Beginning with the line that contains "### Install Updates", transcribe every line down to the end of the entries, exactly, and no other lines.

> _Collected data entries_

-------------------------

PR #2272, opened 2025-02-28
DIS-287 Debian Installer Improvements

HitScan:
Default to php 8.4 and add a helper script to install or upgrade php as needed. Also added some necessary packages that are no longer installed by default (cron, rsyslog, etc.)
Addresses DIS-287

### DIFF
--- a/code/web/release_notes/25.03.00.MD
+++ b/code/web/release_notes/25.03.00.MD
@@ -42,7 +42,7 @@
 ### Install Updates
 - Properly install the logrotate configuration file on debian systems. (DIS-366) (*MDN*)
 - Increase max_input_vars for php to 5000 on debian systems. (DIS-431) (*MDN*)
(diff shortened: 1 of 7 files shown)


mdnoble73 (changes requested):
@HitScan we had split out the clam av install because some support orgs were wanting to use a different anti-virus scanner. If we want/need to enforce that could you update the Jira with an explanation of why that should be added. Also it looks like logrotate is being setup automatically which is great. Can you document that as well within the Jira and the release notes.

HitScan:
I see, I wasn't sure why there was a separate installer just for the AV stuff. Is there a preference for keeping that separate vs asking a question in the main installer?

mdnoble73:
> I see, I wasn't sure why there was a separate installer just for the AV stuff. Is there a preference for keeping that separate vs asking a question in the main installer?

I'm ok with it being a question in the main installer. We may also want to look at alternative AV scanners, ClamAV can be fairly resource intensive.

mdnoble73 (approved):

-------------------------

> _Response to the exercise_
 ### Install Updates
 - Properly install the logrotate configuration file on debian systems. (DIS-366) (*MDN*)
 - Increase max_input_vars for php to 5000 on debian systems. (DIS-431) (*MDN*)
(diff shortened: 1 of 7 files shown)


mdnoble73 (changes requested):
@HitScan we had split out the clam av install because some support orgs were wanting to use a different anti-virus scanner. If we want/need to enforce that could you update the Jira with an explanation of why that should be added. Also it looks like logrotate is being setup automatically which is great. Can you document that as well within the Jira and the release notes.

HitScan:
I see, I wasn't sure why there was a separate installer just for the AV stuff. Is there a preference for keeping that separate vs asking a question in the main installer?

mdnoble73:
> I see, I wasn't sure why there was a separate installer just for the AV stuff. Is there a preference for keeping that separate vs asking a question in the main installer?

I'm ok with it being a question in the main installer. We may also want to look at alternative AV scanners, ClamAV can be fairly resource intensive.

mdnoble73 (approved):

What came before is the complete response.